Journal of Neural Engineering
|December 28, 2022
Summary
Transfer learning (TL) feedback enhances brain-computer interface (BCI) learning by boosting user motivation through past performance context. This method improved sensorimotor rhythm (SMR) modulation and BCI control performance compared to standard feedback.
Area of Science:
- Neuroscience
- Biomedical Engineering
- Human-Computer Interaction
Background:
- Brain-computer interface (BCI) systems rely on users modulating sensorimotor rhythms (SMRs) for control.
- User motivation significantly impacts BCI learning, yet is often underutilized in feedback strategies.
- Existing feedback methods may not optimally engage users psychologically during BCI training.
Purpose of the Study:
- To investigate a novel transfer learning (TL) feedback method designed to enhance user self-motivation in SMR-BCI.

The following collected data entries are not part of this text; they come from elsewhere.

PR #6901, opened 2025-11-12
fix(debugger): abort on unknown Debugger.paused reason

watson:
### What does this PR do?

Terminate the debugger in case of unexpected `Debugger.paused` reason.

### Motivation

When the `Debugger.paused` event is emitted in the debugger implementation, it's expected to be because a breakpoint is hit. In that case the events `params.reason` will be set to `other`.
    
However, if the inspected thread experiences an OOM event, `Debugger.paused` will also be emitted with `params.reason` set to `OOM`. There might also be other situations where `params.reason` is different from `other`. In all these situations we should abort and close the debugger.
    
In the case of an OOM event in the inspected thread, exiting the debugging thread, will also stop the debugging session, and this will allow the inspected thread to properly exit with an OOM error. If we didn't do this we would essentially swallow the OOM error.

### DIFF
--- a/packages/dd-trace/src/debugger/devtools_client/index.js
+++ b/packages/dd-trace/src/debugger/devtools_client/index.js
@@ -59,9 +59,8 @@ session.on('Debugger.paused', async ({ params }) => {
   const start = process.hrtime.bigint()
 
   if (params.reason !== 'other') {
-    log.error(`[debugger:devtools_client] Unexpected Debugger.paused reason: ${params.reason}`)
-    // It's ok to use process.exit here: This will just exit the worker thread, not the main process.
-    process.exit(1) // eslint-disable-line unicorn/no-process-exit
+    // This error should not be caught, and should exit the worker thread, effectively stopping the debugging session
+    throw new Error(`Unexpected Debugger.paused reason: ${params.reason}`)
   }
 
   let maxReferenceDepth, maxCollectionSize, maxFieldCount, maxLength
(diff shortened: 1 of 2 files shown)


tylfin (dismissed):

packages/dd-trace/src/debugger/devtools_client/index.js
```diff
@@ -58,6 +58,12 @@ if (SUPPORT_ARRAY_BUFFER_RESIZE) {
 session.on('Debugger.paused', async ({ params }) => {
   const start = process.hrtime.bigint()
 
+  if (params.reason !== 'other') {
+    log.error(`[debugger:devtools_client] Unexpected Debugger.paused reason: ${params.reason}`)
```
BridgeAR: This could be an async operation. Calling process.exit will therefore potentially prevent the log from being printed. I guess the solution is nevertheless still better than what we have right now.

BridgeAR (dismissed):

packages/dd-trace/src/debugger/devtools_client/index.js
watson: Yeah, I was thinking about that but didn't really have a good alternative. My initial implementation was throwing an error that would then not be caught and then exit the thread while still printing the thrown error. But that potentially introduces a race condition as the thrown error doesn't exit the process synchronously if I'm not mistaken. And in case of an OOM error in the parent thread, I wanted to quickly exit so that the parent thread could be allowed to crash.

watson: I updated the code to throw instead of calling `process.exit`

BridgeAR (approved):

PR #6904, opened 2025-11-12
fix: Propagate otel span kind to span.kind tag 

mabdinur:
### What does this PR do?
Propagates opentelemetry's span kind into datadog's `span.kind` tag.

### Motivation
Since opentelemetry tags always have span kinds defined (and if the host project doesn't specify it then it defaults to INTERNAL) then let's propagate that span kind to DD's `span.kind` tag so that it is properly visible in the UI. Otherwise we are forcing clients to add a redundant addAttribute if they want to retain the span kind after the trace is sent to datadog.

- [ ] Unit tests.
- [ ] Integration tests.
- [ ] Benchmarks.
- [ ] TypeScript [tests][2].
- [ ] API [documentation][3].
- [ ] CI [jobs/workflows][4].


bm1549 (approved):
Approving this to unblock merge as this was cleared by @BridgeAR as part of the community-opened PR

> The PR itself is looking fine taking a glimpse, it mainly needs to be ported and to check if anything needs adjustment running the tests.

BridgeAR (approved):

PR #6908, opened 2025-11-13
fix(express): 2 crashes when `router[method]()` is used with no handler

IlyasShabi:
### What does this PR do?
Fixes a bug in Router instrumentation where calling HTTP methods like `router.bind('/')` without handlers causes unexpected errors due to changed argument passing behavior.

### Motivation

The PR #6271 (endpoint collection feature) changed how arguments are passed to Express route methods. This changed Express's behavior when methods are called without handlers and this will impact getting [handlers in 
  router](https://github.com/expressjs/express/blob/4.x/lib/router/route.js#L208)

Given the example `router.bind('/')` this is how router will register handlers:

```
original.call(this, fn, ...otherArgs) // handlers are [undefined] - Router validates undefined as a handler and throws

original.apply(this, arguments) // handlers are [] - nothing to do
```

Edit:

Even with the first solution we still encounter another bug related to router `stack` which is undefined in some early Express 4 versions (latest one not concerned). We had to fix this by adding optional chaining only when needed

See [SCP-950](https://datadoghq.atlassian.net/browse/SCP-950) for more details

[SCP-950]: https://datadoghq.atlassian.net/browse/SCP-950?atlOrigin=eyJpIjoiNWRkNTljNzYxNjVmNDY3MDlhMDU5Y2ZhYzA5YTRkZjUiLCJwIjoiZ2l0aHViLWNvbS1KU1cifQ


BridgeAR (changes requested):
Please add a regression test

simon-id (dismissed):

simon-id (approved):

PR #2302, opened 2017-02-22
Batch renormalization

tkerola:
This PR adds a batch renormalization function and link, as described in the following paper: https://arxiv.org/abs/1702.03275

Training works, and gradient checks pass, so the implementation is probably ok, but there are some issues I would like to discuss before merging this PR:
* There is no cuDNN support for batch renormalization, as the current cuDNN function for batch normalization does not allow applying the correction parameters `r` and `d` before `gamma` and `beta`.
* This is an extension of `BatchNormalization`, but it has additional overhead, so I put it in a separate file. The downside is that there is some code that is both appearing in `BatchNormalization` and `BatchRenormalization`, which goes against the DRY principle.

Since `BatchNormalization` is very popular, I suggest to keep it separate from `BatchRenormalization` in order to keep down the overhead (perhaps they could be merged later in a separate PR if deemed appropriate). We could also refactor both `BatchNormalization` and `BatchRenormalization` to share the similar code parts, but that would require more careful checking of this PR.

Please let me know what you think.
Once these issues are solved, we can brush up the documentation etc. for this PR.


delta2323:
Sorry for our late response. I agree with you in that we separate `BatchRenormalization` from `BatchNormalization` from the same reasons you wrote (overhead and popularity of `BatchNormalization`).

As for cuDNN support, I think it cannot be helped we cannot support cuDNN as its API is not expect to implement Batch Renormalization. Even if there could be some hack to realize it with cuDNN, we can do it as another PR.

delta2323:
Hi, can we start to review this PR?

tkerola:
Hi, yes I think that it is ok. I just realized that since I removed cuDNN support for BatchRenormalization, some cuDNN checks still exist in this PR. So I will try to remove them soon.

delta2323:
Could you fix flake8 and autopep8 violation?

delta2323:
I expect we can merge this feature after v2 release. So, I propose that we change the destination of this PR to `_v2`. I also want to know how much difficult to fix the code v2-compatible. Of course, I will help you to fix this PR.

tkerola:
Hi, I made the code pass flake8 and autopep8.
I am not that familiar with v2 yet, so I would appreciate if you could help me, or point me to some document that says how to port the code to v2.

delta2323:
First of all, could you change the destination from the master branch to `_v2`? Also, I will add the PR to the internal Jenkins CI to find out where we have to change.

We are preparing how to update the code to work with Chainer v2, but is not completed yet (acutually, I am thinking to update the document through this review).

chainer/functions/normalization/batch_renormalization.py
```diff
@@ -0,0 +1,236 @@
...
+                d = xp.clip((mean - self.running_mean) / running_sigma,
+                            -self.dmax, self.dmax)
+            else:
+                r = xp.ones_like(gamma)
+                d = xp.zeros_like(gamma)
+
+            if self.keep_r_d_fixed:
+                # Hack for making gradient check treat r and d as true
+                # constants with respect to the batch.
+                print("Warning: self.keep_r_d_fixed is True, which is needed "
```
delta2323: Use `warnings.warn`.

delta2323:
One thing I noticed is that `L.BatchRenormalization.__call__` takes `test` argument and `F.BetchRenormalization.__init__` takes `train` argument. In v2, training/test modes are managed by `chainer.configuration.train` and function that behaves differently should reference the value. See [BatchNormalization for v2](https://github.com/pfnet/chainer/blob/_v2/chainer/links/normalization/batch_normalization.py#L130).

tkerola:
Hi, I fixed the PR according to your comments. It is now rebased onto `_v2` and passes tests.

tkerola:
Hmm, Travis CI fails due to a type check in `chainer_tests/functions_tests/normalization_tests/test_batch_renormalization.py`: ` dtype('float32') != <class 'numpy.float16'>`. But the test passes on my machine. Strange, I don't understand why.

chainer/functions/normalization/batch_renormalization.py
```diff
@@ -0,0 +1,232 @@
...
+                mean_type.shape == gamma_type.shape,
+                var_type.dtype == x_type.dtype,
+                var_type.shape == gamma_type.shape,
+            )
+
+    def forward(self, inputs):
+        xp = cuda.get_array_module(*inputs)
+        x, gamma, beta = inputs[:3]
+        if configuration.config.train:
+            if self.running_mean is None:
```
delta2323: It seems the only case `self.running_mean` is `None` is that it is initialized by `None` in `__init__` and the `forward` is called for the first time. So how about initializing `self.running_mean` with zero in `__init__` if `running_mean` is `None`?

chainer/functions/normalization/batch_renormalization.py
```diff
@@ -0,0 +1,232 @@
...
+                print("Set running_mean,var to zero")
```
delta2323: I do not think it is good idea that this function outputs this message because user could use stdout for other purpose and the message could contaminate the stdout.

chainer/functions/normalization/batch_renormalization.py
```diff
@@ -0,0 +1,232 @@
...
+                self.running_mean = xp.array(self.running_mean)
+                self.running_var = xp.array(self.running_var)
+        elif len(inputs) == 5:
+            self.fixed_mean = inputs[3]
+            self.fixed_var = inputs[4]
+
+        head_ndim = gamma.ndim + 1
+        expander = (None, Ellipsis) + (None,) * (x.ndim - head_ndim)
+
+        # NOTE(tommi): Removed cuDNN support since it does not support
```
delta2323: It is not appropriate to say "removed" because users do not know the time cuDNN implementation existed. Simply "Do not support cuDNN implementation" is enough

chainer/functions/normalization/batch_renormalization.py
```diff
@@ -0,0 +1,232 @@
...
+        # batch renormalization
+        if configuration.config.train:
+            axis = (0,) + tuple(range(head_ndim, x.ndim))
+            mean = x.mean(axis=axis)
+            var = x.var(axis=axis)
```
delta2323: I think `var = x.var(axis=axis) + self.eps` is simpler.

chainer/functions/normalization/batch_renormalization.py
```diff
@@ -0,0 +1,232 @@
...
+            var += self.eps
+        else:
+            mean = self.fixed_mean
+            var = self.fixed_var + self.eps
```
delta2323: When `configuration.config.train` is `False` and `len(inputs) == 3`, `fixed_mean` is not defined in the first call of `forward`. If we expect the length of `inputs` is 3 in the test phase, we should check it as an input validation of the `forward` method.  Maybe it is related to #2515.

chainer/functions/normalization/batch_renormalization.py
```diff
@@ -0,0 +1,232 @@
...
+        self.std = xp.sqrt(var, dtype=var.dtype)
+        if not self.keep_r_d_fixed or self.r is None:
+            if configuration.config.train:
+                running_sigma = xp.sqrt(self.running_var + self.eps)
+                r = xp.clip(self.std / running_sigma,
```
delta2323: Why not assign the value directly to `self.r`?

chainer/functions/normalization/batch_renormalization.py
```diff
@@ -0,0 +1,232 @@
...
+                            1.0 / self.rmax, self.rmax)
+                d = xp.clip((mean - self.running_mean) / running_sigma,
```
delta2323: ditto (why not assign the value directly to `self.d`?)

chainer/functions/normalization/batch_renormalization.py
```diff
@@ -0,0 +1,232 @@
...
+                            -self.dmax, self.dmax)
+            else:
+                r = xp.ones_like(gamma)
```
delta2323: ditto

chainer/functions/normalization/batch_renormalization.py
```diff
@@ -0,0 +1,232 @@
...
+                d = xp.zeros_like(gamma)
```
delta2323: ditto

chainer/functions/normalization/batch_renormalization.py
```diff
@@ -0,0 +1,232 @@
...
+            x_hat = _xhat(x, mean, std, expander)
+            ggamma = (gy * x_hat).sum(axis=axis)
+            gmean = -gs * gbeta
+            gvar = -0.5 * gamma / var * ggamma
+            gx = gs[expander] * gy
+            return gx, ggamma, gbeta, gmean, gvar
+
+        # Note: If length of inputs is not 5, we must be in train mode.
+        assert configuration.config.train
+        # NOTE(tommi): Removed cuDNN support since it does not support
```
delta2323: ditto

chainer/functions/normalization/batch_renormalization.py
```diff
@@ -0,0 +1,232 @@
...
+        if configuration.config.train:
+            if self.running_mean is None:
+                print("Set running_mean,var to zero")
+                self.running_mean = xp.zeros_like(gamma)
+                self.running_var = xp.zeros_like(gamma)
+            else:
+                self.running_mean = xp.array(self.running_mean)
+                self.running_var = xp.array(self.running_var)
+        elif len(inputs) == 5:
+            self.fixed_mean = inputs[3]
```
delta2323: I do not think `fixed_mean` need not to be an attribute as it is used in `forward` only.

chainer/functions/normalization/batch_renormalization.py
```diff
@@ -0,0 +1,232 @@
...
+            self.fixed_var = inputs[4]
```
delta2323: ditto (`fixed_var` need not to be an attribute).

chainer/functions/normalization/batch_renormalization.py
tkerola: I am not sure if this is possible to do in `__init__`, since we would need to know the shape of `gamma` in order to initialize `self.running_mean` with zeros. I think this information is not available until `forward` is called.

chainer/functions/normalization/batch_renormalization.py
tkerola: Good find. Will remove.

chainer/functions/normalization/batch_renormalization.py
tkerola: Good find. This should ideally be fixed for `BatchNormalizationFunction` as well.

chainer/functions/normalization/batch_renormalization.py
tkerola: Fixed

chainer/functions/normalization/batch_renormalization.py
tkerola: Fixed

chainer/functions/normalization/batch_renormalization.py
tkerola: Fixed. Should ideally be fixed for `BatchNormalizationFunction` as well.

chainer/functions/normalization/batch_renormalization.py
tkerola: Fixed.

chainer/functions/normalization/batch_renormalization.py
tkerola: Fixed

chainer/functions/normalization/batch_renormalization.py
tkerola: Fixed

chainer/functions/normalization/batch_renormalization.py
tkerola: Fixed

chainer/functions/normalization/batch_renormalization.py
tkerola: Fixed

chainer/functions/normalization/batch_renormalization.py
tkerola: Fixed

tkerola:
I fixed the PR according to your comments.

chainer/functions/normalization/batch_renormalization.py
delta2323: I see. Then it is OK to initialize `running_mean` lazily.

delta2323:
Thanks. Your change looks good. I will go on to `L.BatchRenormalization` later.

delta2323:
Sorry for putting aside this PR. As _v2 is merged to the master branch, could you change the destination branch to `master`?

tkerola:
Hi, I changed the destination to master. (Didn't check if tests pass yet though.)

delta2323:
I think I understand how `keep_r_d_fixed` works. However it would be better not to provide users with an argument that is not unnecessary for them if possible. I thought we can remove the option by devising the function we provide to `check_backward` as follows. Could you consider its feasibility?

```
def check_backward(...):
    _f = BatchRenormalizationFunction(...)
    r = None

    def f(x):
        if r is not None:
            _f.r = r
        ret = _f(x)
        if r is None:
            r = f.r
        return ret

    check_backward(f, ...)
```

tkerola:
I have been thinking about if it is possible to remove `keep_r_d_fixed`, but I am not sure if it is possible. I agree with you that this argument should not be provided to the users though.
The reason why this argument is needed is because `BatchRenormalization` does not calculate the true gradient, but rather clips the gradient using `rmax` and `dmax`.
I considered your suggested idea, but I don't think this will not work as `_f.r` will become updated during each pass of finite differences during the gradient check, which will cause the gradient check to fail as we need to consider `r` and `d` as constants when calculating the gradients, while these are actually calculated from the forward pass of the function.
If we remove `keep_r_d_fixed`, then the condition `self.r is None` needs to be remove here as well:
https://github.com/chainer/chainer/pull/2302/files#diff-6006b6aaf49c53da5f5554c46346c285R102
If we don't do this, the function will not work properly when it is used directly as a `Function` (it will work when being used as a `Link` though, since the `Link` re-creates the `Function` during each forward pass).
But if we remove it, then the gradient check will fail, as `r` and `d` will no longer be considered as constants wrt. to the first forward pass during finite differences. Please let me know if you have any idea of how we can resolve this.

delta2323:
Then, how about instantiating `BatchRenormalizationFunction` at every call of `f`, as we do in the link?

delta2323:
If we add options to "hack" `BatchRenormalizationFunction`, I would suggest `freeze_running_statistics` that updates neither of `self.running_average` nor `self.r`.

There are two reasons for this. First, that could be useful for not only unit tests but also users who just want to do forward propagation.

The second reason is consistency of `self.r` and `self.running_average`. As `r` is deterministically computed from the running average and the average of this batch, there should be some relation between the two. If we keep only `self.r` fixed while updating `self.running_average`, there will be inconsistency between the two.

tkerola:
> Then, how about instantiating BatchRenormalizationFunction at every call of f, as we do in the link?
I think we should not do this, since a user could create a `BatchRenormalizationFunction` object and call it repeatedly, which would then cause the function to not behave correctly.

Unrelated to the above issue, I added `freeze_running_statistics` and made `r` and `running_mean` consistent, as you suggested.

delta2323:
`freeze_running_statistics` sounds better as it is more explanatory.

delta2323:
Some travis tests failed, could you fix that?

tkerola:
Hmm, the tests pass on my computer. I am not sure why it fails on TravisCI.

delta2323:
jenkins, test this please.

delta2323:
@tkerola OK, I am running Jenkins to see if current code works.

delta2323:
GPU test passed. So the error seems specific to the Travis environment.

tkerola:
How can this be debugged? I am not familiar with Travis.

delta2323:
I am not sure it is related but I found NumPy version is 1.9, which is relatively old, although we declare its support.

delta2323:
I could reproduce the error with NumPy 1.9.0.

tkerola:
I tracked down why the tests fail with numpy 1.9.0.
```
# numpy 1.13.0
In [1]: import numpy as np
In [2]: np.__version__
Out[2]: '1.13.0'
In [3]: np.sqrt(np.float16(1) + np.float16(2)).dtype
Out[3]: dtype('float16')

# numpy 1.9.0
In [1]: import numpy as np
In [2]: np.__version__
Out[2]: '1.9.0'
In [3]: np.sqrt(np.float16(1) + np.float16(2)).dtype
Out[3]: dtype('float32')
```
Seems to be some bug in numpy 1.9.0. I put in a workaround.

delta2323:
jenkins, test this please

delta2323:
Jenkins didn't seem to run correctly. I reran the test.

tkerola:
It seems like the tests are passing now.

delta2323:
jenkins, test this please.

yuyu2172:
From the paper, parameter `rmax` and `dmax` should be gradually increased during training.
Do you have any recommended way to do scheduling?

By myself, I scheduled these parameters using `LinearShift` like below.
```python
# rn is BatchRenormalization Link.
trainer.extend(
    extensions.LinearShift('rmax', (1, 3), (5000, 40000), rn),
    trigger=(10, 'iteration'))
```

tkerola:
The `LinearShift` solution looks nice!

I originally used a custom trainer extension, but it doesn't look as nice as yours:
```
@chainer.training.make_extension()
def batch_renorm_schedule(trainer):
    # For the first 5000 iterations, rmax = 1, dmax = 0 (simply batch norm)
    # Gradually relaxed after 40000 iterations to rmax = 3
    # Gradually relaxed after 25000 iterations to dmax = 5

    model = trainer.updater.get_optimizer('main').target
    current_iteration = trainer.updater.iteration

    stage0 = 5000
    stage1_rmax = 40000
    stage1_dmax = 25000
    rmax_start = 1
    rmax_final = 3
    dmax_start = 0
    dmax_final = 5

    if current_iteration < stage0:
        return
    if current_iteration > max(stage1_rmax, stage1_dmax):
        return

    from chainer import link
    from myssd.nets.batch_renormalization import BatchRenormalization

    # Need to parse the whole model, find BRN layers, and update params.
    def parse_chain(src):
        assert isinstance(src, link.Chain)
        for child in src.children():
            if isinstance(child, link.Chain):
                parse_chain(child)
            if isinstance(child, BatchRenormalization):
                if current_iteration < stage1_rmax:
                    child.rmax = rmax_start + (rmax_final - rmax_start) * (current_iteration - stage0) / float(stage1_rmax - stage0)
                    if current_iteration % 1000 == 0:
                        print('[{}] Updated rmax={} for {}'.format(current_iteration, child.rmax, child.name))
                else:
                    child.rmax = rmax_final
                if current_iteration < stage1_dmax:
                    child.dmax = dmax_start + (dmax_final - dmax_start) * (current_iteration - stage0) / float(stage1_dmax - stage0)
                    if current_iteration % 1000 == 0:
                        print('[{}] Updated dmax={} for {}'.format(current_iteration, child.dmax, child.name))
                else:
                    child.dmax = dmax_final

    parse_chain(model)

```

tkerola:
The `LinearShift` solution looks nice!

I originally used a custom trainer extension. But it doesn't look as nice as yours:
```
@chainer.training.make_extension()
def batch_renorm_schedule(trainer):
    # For the first 5000 iterations, rmax = 1, dmax = 0 (simply batch norm)
    # Gradually relaxed after 40000 iterations to rmax = 3
    # Gradually relaxed after 25000 iterations to dmax = 5

    model = trainer.updater.get_optimizer('main').target
    current_iteration = trainer.updater.iteration

    stage0 = 5000
    stage1_rmax = 40000
    stage1_dmax = 25000
    rmax_start = 1
    rmax_final = 3
    dmax_start = 0
    dmax_final = 5

    if current_iteration < stage0:
        return
    if current_iteration > max(stage1_rmax, stage1_dmax):
        return

    from chainer import link
    from chainer.functions.normalization.batch_renormalization import BatchRenormalization

    # Need to parse the whole model, find BRN layers, and update params.
    def parse_chain(src):
        assert isinstance(src, link.Chain)
        for child in src.children():
            if isinstance(child, link.Chain):
                parse_chain(child)
            if isinstance(child, BatchRenormalization):
                if current_iteration < stage1_rmax:
                    child.rmax = rmax_start + (rmax_final - rmax_start) * (current_iteration - stage0) / float(stage1_rmax - stage0)
                    if current_iteration % 1000 == 0:
                        print('[{}] Updated rmax={} for {}'.format(current_iteration, child.rmax, child.name))
                else:
                    child.rmax = rmax_final
                if current_iteration < stage1_dmax:
                    child.dmax = dmax_start + (dmax_final - dmax_start) * (current_iteration - stage0) / float(stage1_dmax - stage0)
                    if current_iteration % 1000 == 0:
                        print('[{}] Updated dmax={} for {}'.format(current_iteration, child.dmax, child.name))
                else:
                    child.dmax = dmax_final

    parse_chain(model)

```

yuyu2172:
One disadvantage with `LinearShift` is that you need to create N extension objects (`N=number of RNs`).
Thanks for sharing your code :+1:

tkerola:
@delta2323 Github says that you are requesting changes, but this seems to be for an older commit. I believe these have been fixed. Please let me know if there are any issues left with this PR. Thank you.

delta2323:
I confirm that all tests passed. Thank you for your contribution and sorry for making you wait.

- To compare the efficacy of TL feedback against traditional cursor-bar (CB) feedback for BCI training.
Main Methods:
- Developed a TL feedback system displaying past EEG performance alongside current signals to provide motivational context.
- Conducted a between-subject experiment with 24 healthy, BCI-naive participants using either TL or CB feedback for SMR-BCI training over three sessions.
- Participants imagined left- and right-hand movements to control the BCI.
Main Results:
- TL feedback demonstrated improved class distinctiveness and EEG discriminancy.
- User motivation, indicated by challenge and mastery confidence, increased throughout TL feedback training.
- BCI performance with TL feedback was 60.5% higher in the final session compared to CB feedback.
Conclusions:
- The proposed TL feedback method effectively boosts psychological engagement and self-motivation in BCI users.
- TL feedback facilitates more effective SMR modulation and superior BCI control performance.
- TL feedback presents a promising alternative to conventional BCI feedback paradigms.